She was deeply influenced by the Russian Revolution and later, from 1936 onwards, by Gandhian philosophy. From 1939 she worked under Dr Rajendra Prasad in flood and earthquake relief, and in the same year she established and became the secretary of a women’s section of the Congress. She mobilised women during the Quit India movement and was imprisoned in 1940 and 1944. From 1941–42, she was involved with the All India Congress Committee at various levels.

In 1945 she became the co-ordinator of the Kasturba Gandhi National Memorial Trust. She worked with Jai Prakash Narayan, Ram Manohar Lohia and Aruna Asaf Ali. The chaos and pain of Partition made a deep impression on her, as did Gandhiji’s distress at his inability to prevent the suffering of divided India. Sucheta toured with him, trying to prevent bloodshed; she did not flinch from visiting the most remote trouble spots and was said to carry at all times a phial of arsenic with which to take her life should the need arise. However, it did not, and she survived the turmoil of Partition.

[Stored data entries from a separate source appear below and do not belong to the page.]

PR #29, opened 2022-08-24
Refactor code

SimonBrandner:


src/call.go
```diff
@@ -114,12 +134,21 @@ func (c *Call) onDCUnpublish(stop []event.SFUTrackDescription, sdp string) {
...
+		for _, publisher := range c.Publishers {
+			if publisher.Matches(trackDesc) {
+				publisher.Stop()
+			} else {
+				newPublishers = append(newPublishers, publisher)
+			}
 		}
+		c.mutex.RUnlock()
+
+		c.mutex.Lock()
```
dbkr, line 149: probably better to just obtain a write mutex in the first place unless the stop / append operation is likely to take a long time?

src/call.go
```diff
@@ -541,3 +546,19 @@ func (c *Call) CheckKeepAliveTimestamp() {
...
+
+	c.mutex.RLock()
+	for _, subscriber := range c.Subscribers {
+		if subscriber != toDelete {
+			newSubscribers = append(newSubscribers, subscriber)
+		}
+	}
+	c.mutex.RUnlock()
+
+	c.mutex.Lock()
```
dbkr, line 561: same mutex comment

dbkr (approved):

From 1948 to1951 she was a member of the Congress Working Committee and from 1958 to 1960 its president. She was a member of the Constituent Assembly of 1950. In 1949 she was a member of the Indian delegation to the United Nations General Assembly, and in 1954 of the delegation to Turkey. She led the Indian delegation to the United Nations conference on Asian Women in 1956. She became the first woman chief minister of India on 2 October 1963, and had to work very hard to organise and build an effective administrative system in her state of Uttar Pradesh. She held the post till March 1967.

She had a happy marriage and gave credit to her husband for bringing her into politics, as she said her primary interests were music and social work. She was able to fulfil her wish later by involving herself with the Lok Kalyan Samiti and several other organisations. She died in 1974, having retired from politics, disappointed with the direction of political progress in the country and disillusioned with party politics, though as committed as ever to the larger ideals of freedom and democracy.